- [WHAT YOU NEED TO DO]: Scan the records for the word "preferredFont". Return each line where it is found.

━━ DATASET EXCERPTS

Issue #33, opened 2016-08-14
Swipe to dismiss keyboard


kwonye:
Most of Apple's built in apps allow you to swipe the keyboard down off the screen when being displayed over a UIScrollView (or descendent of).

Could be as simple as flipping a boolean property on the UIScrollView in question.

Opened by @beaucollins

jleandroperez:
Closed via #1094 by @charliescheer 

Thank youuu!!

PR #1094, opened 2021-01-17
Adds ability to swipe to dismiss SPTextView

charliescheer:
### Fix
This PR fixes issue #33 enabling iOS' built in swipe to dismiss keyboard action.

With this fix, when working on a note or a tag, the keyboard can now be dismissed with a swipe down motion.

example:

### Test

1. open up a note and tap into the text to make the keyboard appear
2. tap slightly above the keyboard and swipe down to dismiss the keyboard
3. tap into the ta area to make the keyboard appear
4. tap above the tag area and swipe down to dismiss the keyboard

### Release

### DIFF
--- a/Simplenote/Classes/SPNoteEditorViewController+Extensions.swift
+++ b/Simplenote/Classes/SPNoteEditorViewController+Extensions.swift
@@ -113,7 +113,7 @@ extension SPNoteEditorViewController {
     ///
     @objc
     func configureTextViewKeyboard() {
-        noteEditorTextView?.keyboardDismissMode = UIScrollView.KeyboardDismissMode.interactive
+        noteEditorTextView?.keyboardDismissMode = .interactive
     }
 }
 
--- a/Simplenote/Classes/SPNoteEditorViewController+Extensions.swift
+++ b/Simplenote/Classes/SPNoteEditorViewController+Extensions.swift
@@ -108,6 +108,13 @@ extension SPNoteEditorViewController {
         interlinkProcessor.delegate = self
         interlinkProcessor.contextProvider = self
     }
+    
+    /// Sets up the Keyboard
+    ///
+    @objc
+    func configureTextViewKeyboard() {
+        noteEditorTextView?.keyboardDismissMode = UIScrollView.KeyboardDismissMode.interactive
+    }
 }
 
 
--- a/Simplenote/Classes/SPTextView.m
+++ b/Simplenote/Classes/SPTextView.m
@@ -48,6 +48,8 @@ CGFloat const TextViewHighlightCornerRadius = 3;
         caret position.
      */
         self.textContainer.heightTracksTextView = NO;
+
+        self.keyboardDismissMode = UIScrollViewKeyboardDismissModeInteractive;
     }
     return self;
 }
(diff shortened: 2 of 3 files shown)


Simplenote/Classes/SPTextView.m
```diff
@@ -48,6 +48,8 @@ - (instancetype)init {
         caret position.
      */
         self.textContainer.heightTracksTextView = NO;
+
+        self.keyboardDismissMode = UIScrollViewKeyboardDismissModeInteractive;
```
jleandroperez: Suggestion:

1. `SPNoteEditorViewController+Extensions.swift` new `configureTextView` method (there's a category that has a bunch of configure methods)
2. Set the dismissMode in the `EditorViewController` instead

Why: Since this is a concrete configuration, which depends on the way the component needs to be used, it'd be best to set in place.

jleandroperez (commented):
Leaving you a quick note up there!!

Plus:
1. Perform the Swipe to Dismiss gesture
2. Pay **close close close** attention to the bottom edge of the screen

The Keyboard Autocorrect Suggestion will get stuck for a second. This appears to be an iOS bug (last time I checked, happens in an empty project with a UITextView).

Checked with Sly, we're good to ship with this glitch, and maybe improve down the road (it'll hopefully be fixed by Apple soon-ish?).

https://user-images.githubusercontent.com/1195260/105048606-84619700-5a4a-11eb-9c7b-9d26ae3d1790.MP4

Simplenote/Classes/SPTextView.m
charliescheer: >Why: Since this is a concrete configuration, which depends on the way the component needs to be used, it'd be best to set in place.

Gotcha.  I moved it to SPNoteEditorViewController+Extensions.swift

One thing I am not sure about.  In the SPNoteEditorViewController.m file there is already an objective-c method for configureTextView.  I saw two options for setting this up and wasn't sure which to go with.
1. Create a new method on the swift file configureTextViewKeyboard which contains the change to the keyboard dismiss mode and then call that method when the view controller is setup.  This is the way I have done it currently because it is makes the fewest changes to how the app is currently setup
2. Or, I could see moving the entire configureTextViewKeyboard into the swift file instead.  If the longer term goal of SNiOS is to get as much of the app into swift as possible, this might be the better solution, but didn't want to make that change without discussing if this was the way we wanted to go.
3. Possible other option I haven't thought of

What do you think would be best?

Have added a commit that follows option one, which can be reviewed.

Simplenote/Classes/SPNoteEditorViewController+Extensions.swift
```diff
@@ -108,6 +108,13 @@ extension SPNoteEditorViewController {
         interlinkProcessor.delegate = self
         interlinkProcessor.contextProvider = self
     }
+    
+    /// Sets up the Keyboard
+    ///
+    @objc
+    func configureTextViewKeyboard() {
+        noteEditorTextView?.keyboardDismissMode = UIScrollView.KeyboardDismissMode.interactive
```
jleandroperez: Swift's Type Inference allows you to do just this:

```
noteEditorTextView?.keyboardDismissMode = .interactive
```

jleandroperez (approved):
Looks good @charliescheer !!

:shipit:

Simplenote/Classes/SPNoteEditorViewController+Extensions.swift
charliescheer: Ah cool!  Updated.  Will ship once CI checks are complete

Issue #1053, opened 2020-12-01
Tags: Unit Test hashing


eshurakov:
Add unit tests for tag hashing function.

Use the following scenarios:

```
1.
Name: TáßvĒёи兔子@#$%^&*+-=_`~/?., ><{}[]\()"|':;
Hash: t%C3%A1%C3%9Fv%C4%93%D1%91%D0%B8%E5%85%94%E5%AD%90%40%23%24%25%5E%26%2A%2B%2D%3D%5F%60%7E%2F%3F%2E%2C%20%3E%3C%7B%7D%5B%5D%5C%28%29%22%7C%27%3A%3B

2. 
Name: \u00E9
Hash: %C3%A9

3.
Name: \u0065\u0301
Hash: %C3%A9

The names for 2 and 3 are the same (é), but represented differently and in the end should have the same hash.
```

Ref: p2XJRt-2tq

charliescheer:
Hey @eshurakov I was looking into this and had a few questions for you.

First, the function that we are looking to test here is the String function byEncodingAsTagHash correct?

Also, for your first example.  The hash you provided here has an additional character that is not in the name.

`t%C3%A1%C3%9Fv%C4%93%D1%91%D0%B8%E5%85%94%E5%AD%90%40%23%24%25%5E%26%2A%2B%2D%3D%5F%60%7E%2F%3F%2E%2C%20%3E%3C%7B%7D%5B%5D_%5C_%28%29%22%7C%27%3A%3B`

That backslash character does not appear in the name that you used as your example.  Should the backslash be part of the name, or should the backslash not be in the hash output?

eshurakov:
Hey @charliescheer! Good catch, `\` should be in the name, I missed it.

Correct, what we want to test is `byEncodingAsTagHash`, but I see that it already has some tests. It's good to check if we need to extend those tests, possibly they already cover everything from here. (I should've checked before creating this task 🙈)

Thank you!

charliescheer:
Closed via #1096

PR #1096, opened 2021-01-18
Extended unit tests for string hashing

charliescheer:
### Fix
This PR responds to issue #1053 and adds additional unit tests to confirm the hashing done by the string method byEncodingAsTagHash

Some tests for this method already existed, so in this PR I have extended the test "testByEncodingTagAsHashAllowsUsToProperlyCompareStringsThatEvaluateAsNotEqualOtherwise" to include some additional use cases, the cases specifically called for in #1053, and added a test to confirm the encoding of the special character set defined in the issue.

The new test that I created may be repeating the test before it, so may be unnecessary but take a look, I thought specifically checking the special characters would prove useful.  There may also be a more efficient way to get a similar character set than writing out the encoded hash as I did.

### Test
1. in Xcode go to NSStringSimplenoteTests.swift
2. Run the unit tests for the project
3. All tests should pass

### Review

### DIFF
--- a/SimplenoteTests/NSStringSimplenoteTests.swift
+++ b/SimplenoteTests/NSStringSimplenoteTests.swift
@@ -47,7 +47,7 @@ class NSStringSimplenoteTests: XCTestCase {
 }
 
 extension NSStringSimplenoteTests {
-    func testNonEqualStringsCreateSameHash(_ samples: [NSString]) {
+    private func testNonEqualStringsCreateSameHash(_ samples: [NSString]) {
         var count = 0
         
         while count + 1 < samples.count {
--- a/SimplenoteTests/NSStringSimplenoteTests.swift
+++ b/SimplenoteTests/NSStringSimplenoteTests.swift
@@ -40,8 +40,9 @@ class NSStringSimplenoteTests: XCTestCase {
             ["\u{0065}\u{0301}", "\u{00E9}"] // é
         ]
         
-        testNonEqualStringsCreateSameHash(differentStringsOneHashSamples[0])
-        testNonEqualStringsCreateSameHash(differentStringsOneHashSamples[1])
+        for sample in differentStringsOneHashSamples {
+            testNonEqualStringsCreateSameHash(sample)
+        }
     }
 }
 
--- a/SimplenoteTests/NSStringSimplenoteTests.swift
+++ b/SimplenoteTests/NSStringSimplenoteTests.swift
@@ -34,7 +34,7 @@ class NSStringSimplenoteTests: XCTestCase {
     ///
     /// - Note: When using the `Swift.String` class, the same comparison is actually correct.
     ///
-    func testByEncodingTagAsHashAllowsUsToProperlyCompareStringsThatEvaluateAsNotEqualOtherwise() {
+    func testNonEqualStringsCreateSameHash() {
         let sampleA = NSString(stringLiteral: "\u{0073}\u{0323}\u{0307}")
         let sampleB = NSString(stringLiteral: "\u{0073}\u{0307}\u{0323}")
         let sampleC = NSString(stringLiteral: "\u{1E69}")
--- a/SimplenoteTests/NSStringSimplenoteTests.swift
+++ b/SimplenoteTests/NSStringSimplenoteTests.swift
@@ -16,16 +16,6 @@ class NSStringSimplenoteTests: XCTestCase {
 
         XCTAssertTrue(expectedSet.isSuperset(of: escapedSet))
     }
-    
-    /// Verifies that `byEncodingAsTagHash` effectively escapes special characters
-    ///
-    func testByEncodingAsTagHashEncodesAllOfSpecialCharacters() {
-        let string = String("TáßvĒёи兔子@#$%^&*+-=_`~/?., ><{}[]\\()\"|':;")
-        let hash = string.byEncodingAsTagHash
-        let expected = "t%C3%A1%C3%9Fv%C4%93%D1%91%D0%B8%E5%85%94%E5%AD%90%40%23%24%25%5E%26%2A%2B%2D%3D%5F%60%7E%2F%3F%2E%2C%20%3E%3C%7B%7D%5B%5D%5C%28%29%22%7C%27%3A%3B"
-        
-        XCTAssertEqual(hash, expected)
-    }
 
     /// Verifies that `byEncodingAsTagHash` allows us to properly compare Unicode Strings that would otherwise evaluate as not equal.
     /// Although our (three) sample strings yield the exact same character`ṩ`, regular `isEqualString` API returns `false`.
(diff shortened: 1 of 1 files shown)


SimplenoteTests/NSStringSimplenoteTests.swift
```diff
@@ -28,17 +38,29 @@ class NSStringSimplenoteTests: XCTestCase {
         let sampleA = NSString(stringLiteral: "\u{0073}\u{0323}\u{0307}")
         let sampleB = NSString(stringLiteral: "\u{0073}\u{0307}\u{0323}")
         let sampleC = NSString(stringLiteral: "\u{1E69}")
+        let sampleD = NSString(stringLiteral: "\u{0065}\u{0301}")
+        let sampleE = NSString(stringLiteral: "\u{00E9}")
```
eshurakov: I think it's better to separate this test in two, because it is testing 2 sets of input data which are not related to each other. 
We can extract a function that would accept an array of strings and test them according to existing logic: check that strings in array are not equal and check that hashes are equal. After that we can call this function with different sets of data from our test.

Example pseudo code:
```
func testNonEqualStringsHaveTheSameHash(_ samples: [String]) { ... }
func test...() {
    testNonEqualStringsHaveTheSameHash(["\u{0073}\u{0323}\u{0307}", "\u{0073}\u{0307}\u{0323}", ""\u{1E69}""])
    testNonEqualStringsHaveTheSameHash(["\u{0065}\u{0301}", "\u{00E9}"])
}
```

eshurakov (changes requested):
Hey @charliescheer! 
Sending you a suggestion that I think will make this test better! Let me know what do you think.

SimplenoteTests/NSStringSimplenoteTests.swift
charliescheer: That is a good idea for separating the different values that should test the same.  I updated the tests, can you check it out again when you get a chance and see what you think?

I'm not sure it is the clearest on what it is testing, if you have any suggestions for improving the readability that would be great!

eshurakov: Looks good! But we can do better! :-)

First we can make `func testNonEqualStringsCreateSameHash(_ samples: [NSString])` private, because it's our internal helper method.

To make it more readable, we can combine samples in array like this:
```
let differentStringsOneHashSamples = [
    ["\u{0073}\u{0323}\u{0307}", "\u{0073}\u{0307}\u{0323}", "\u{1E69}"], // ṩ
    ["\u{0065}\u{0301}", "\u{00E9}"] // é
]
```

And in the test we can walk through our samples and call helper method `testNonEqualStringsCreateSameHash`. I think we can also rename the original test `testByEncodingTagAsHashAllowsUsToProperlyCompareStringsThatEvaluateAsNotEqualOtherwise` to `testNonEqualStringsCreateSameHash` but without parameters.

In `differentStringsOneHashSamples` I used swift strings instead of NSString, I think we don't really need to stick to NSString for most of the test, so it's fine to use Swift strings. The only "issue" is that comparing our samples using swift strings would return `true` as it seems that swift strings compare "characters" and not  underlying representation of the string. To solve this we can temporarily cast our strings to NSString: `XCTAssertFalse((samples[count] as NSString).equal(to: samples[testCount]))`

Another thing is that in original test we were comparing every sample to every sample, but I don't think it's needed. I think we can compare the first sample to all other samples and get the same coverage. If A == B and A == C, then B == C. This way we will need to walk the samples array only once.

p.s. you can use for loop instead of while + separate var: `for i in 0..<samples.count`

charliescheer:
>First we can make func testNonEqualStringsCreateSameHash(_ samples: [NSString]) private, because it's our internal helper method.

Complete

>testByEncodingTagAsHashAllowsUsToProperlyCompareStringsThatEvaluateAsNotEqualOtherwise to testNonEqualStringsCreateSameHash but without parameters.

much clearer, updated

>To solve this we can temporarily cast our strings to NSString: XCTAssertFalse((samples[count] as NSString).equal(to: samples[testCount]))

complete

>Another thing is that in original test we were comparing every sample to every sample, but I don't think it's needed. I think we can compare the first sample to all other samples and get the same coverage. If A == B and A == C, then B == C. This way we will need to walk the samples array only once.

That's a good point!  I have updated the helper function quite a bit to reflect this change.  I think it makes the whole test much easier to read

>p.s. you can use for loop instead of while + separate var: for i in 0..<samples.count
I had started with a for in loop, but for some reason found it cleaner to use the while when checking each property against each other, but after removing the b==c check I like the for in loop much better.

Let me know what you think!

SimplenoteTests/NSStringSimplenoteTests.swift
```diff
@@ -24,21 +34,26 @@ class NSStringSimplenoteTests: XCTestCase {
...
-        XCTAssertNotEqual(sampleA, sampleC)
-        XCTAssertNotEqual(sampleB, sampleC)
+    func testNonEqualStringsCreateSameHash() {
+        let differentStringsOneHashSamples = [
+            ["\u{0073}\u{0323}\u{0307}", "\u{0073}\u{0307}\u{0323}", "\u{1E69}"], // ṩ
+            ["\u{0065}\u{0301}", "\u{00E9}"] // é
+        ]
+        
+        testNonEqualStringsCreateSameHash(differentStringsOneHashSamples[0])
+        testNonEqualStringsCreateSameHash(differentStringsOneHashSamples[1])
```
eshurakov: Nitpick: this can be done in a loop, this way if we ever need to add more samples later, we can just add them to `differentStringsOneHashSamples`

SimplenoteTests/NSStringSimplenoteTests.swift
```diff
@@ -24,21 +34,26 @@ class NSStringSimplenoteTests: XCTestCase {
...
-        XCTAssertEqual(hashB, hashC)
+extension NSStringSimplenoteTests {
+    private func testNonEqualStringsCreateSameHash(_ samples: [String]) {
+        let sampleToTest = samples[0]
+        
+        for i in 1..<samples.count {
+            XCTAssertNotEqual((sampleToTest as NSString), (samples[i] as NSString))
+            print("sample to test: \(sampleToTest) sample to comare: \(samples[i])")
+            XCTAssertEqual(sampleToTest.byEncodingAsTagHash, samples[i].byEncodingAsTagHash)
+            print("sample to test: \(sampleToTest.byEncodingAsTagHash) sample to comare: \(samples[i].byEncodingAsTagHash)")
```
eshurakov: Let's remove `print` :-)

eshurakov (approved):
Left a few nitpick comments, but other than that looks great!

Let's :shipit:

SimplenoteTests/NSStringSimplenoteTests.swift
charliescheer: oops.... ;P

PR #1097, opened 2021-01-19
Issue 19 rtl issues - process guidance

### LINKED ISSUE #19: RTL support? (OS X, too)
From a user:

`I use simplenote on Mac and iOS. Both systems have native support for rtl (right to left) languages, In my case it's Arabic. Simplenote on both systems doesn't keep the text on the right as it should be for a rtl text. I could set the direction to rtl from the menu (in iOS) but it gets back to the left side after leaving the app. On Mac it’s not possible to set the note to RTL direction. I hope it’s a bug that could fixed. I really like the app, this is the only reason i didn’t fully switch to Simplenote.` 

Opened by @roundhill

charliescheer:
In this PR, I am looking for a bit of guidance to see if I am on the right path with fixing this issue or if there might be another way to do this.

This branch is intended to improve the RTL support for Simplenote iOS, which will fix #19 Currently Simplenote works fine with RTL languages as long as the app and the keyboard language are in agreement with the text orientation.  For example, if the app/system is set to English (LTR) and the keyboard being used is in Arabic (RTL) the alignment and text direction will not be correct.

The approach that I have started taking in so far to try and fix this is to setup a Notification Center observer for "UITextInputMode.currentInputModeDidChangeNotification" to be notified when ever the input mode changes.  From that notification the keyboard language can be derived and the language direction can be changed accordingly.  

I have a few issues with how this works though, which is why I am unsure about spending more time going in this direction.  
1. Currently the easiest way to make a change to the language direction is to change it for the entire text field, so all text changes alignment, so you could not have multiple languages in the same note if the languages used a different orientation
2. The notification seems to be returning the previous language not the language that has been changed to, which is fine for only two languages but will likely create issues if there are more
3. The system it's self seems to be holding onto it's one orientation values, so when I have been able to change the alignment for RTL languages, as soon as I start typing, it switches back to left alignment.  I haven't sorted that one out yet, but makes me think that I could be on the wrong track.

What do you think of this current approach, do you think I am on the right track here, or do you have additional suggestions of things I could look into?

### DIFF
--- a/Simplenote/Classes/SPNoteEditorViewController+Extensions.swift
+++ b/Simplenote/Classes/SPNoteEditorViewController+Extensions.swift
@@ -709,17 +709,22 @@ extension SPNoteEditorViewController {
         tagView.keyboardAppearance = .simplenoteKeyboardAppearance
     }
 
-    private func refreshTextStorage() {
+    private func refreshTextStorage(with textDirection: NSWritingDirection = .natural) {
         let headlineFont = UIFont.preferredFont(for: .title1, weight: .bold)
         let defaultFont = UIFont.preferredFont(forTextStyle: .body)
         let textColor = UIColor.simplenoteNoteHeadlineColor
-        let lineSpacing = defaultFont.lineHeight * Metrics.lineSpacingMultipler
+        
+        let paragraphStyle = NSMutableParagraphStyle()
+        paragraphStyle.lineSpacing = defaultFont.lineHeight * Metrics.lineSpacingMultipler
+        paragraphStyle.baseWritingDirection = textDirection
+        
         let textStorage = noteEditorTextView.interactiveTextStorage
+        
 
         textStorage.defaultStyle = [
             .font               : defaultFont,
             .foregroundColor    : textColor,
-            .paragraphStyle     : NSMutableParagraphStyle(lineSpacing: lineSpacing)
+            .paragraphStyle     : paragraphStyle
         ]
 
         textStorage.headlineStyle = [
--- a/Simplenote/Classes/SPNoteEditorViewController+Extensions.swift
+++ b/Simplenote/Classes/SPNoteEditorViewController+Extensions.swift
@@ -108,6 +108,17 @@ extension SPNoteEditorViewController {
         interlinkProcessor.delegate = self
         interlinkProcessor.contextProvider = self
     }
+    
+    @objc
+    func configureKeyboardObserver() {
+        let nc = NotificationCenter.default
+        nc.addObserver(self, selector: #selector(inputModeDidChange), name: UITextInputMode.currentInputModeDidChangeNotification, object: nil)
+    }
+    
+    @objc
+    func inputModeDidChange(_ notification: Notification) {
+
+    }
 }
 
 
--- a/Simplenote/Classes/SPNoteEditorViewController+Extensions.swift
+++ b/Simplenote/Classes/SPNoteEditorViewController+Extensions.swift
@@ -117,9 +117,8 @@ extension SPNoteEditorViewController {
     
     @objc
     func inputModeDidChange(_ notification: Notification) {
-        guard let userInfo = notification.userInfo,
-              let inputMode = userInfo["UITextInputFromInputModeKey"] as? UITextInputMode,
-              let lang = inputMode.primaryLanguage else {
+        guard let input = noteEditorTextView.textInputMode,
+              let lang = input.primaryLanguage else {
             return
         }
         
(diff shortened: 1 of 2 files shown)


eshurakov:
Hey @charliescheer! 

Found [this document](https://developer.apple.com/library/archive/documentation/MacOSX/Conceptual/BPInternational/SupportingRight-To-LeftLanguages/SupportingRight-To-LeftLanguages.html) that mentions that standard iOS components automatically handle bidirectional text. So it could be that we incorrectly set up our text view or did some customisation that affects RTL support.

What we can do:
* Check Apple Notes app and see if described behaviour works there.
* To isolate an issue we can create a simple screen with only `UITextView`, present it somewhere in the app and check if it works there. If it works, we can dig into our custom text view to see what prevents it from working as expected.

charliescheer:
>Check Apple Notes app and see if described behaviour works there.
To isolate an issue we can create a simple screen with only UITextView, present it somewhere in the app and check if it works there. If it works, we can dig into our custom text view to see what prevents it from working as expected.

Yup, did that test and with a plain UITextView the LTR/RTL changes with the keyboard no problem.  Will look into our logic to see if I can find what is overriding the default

━━━━

- [EXERCISE SOLUTION]:
         let headlineFont = UIFont.preferredFont(for: .title1, weight: .bold)
         let defaultFont = UIFont.preferredFont(forTextStyle: .body)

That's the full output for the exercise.